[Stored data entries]
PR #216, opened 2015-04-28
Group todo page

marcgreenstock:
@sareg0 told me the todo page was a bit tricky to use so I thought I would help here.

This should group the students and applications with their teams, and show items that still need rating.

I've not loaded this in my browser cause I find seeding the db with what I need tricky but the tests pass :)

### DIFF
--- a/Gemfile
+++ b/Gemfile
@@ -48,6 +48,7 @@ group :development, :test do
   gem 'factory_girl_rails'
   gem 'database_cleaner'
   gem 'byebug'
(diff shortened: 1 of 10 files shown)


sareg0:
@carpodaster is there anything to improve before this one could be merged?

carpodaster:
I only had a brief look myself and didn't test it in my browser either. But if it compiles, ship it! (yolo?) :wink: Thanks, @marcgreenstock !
* * *
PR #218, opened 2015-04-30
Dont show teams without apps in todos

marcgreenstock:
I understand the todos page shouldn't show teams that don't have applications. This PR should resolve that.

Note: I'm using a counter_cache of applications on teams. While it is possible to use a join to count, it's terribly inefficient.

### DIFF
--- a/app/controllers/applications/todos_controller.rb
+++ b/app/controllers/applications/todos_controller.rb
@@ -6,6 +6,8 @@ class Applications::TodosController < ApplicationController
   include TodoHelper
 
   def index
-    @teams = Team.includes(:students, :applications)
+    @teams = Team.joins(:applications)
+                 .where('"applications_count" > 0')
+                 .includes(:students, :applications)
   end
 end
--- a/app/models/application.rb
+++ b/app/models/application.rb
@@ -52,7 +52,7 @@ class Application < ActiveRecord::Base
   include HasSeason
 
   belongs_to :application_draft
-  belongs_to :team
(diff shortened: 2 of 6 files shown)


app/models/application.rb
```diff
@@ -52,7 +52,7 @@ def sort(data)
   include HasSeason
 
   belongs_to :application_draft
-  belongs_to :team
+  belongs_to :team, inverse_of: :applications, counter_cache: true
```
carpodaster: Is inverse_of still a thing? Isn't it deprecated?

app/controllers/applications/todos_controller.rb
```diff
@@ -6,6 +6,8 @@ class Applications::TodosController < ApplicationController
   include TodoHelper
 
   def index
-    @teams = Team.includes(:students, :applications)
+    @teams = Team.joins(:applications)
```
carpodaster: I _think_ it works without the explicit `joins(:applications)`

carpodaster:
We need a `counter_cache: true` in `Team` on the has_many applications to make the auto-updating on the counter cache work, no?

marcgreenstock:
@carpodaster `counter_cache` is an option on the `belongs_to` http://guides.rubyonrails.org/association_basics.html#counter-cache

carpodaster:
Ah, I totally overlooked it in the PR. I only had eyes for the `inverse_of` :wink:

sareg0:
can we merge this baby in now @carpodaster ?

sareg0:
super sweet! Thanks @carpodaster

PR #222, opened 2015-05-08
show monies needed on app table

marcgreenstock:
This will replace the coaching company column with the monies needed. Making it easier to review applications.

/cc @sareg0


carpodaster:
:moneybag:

● Description of the task
Which lines in the records above hold the string "page"? Copy each of them.

● Answer below
Group todo page
@sareg0 told me the todo page was a bit tricky to use so I thought I would help here.
I understand the todos page shouldn't show teams that don't have applications. This PR should resolve that.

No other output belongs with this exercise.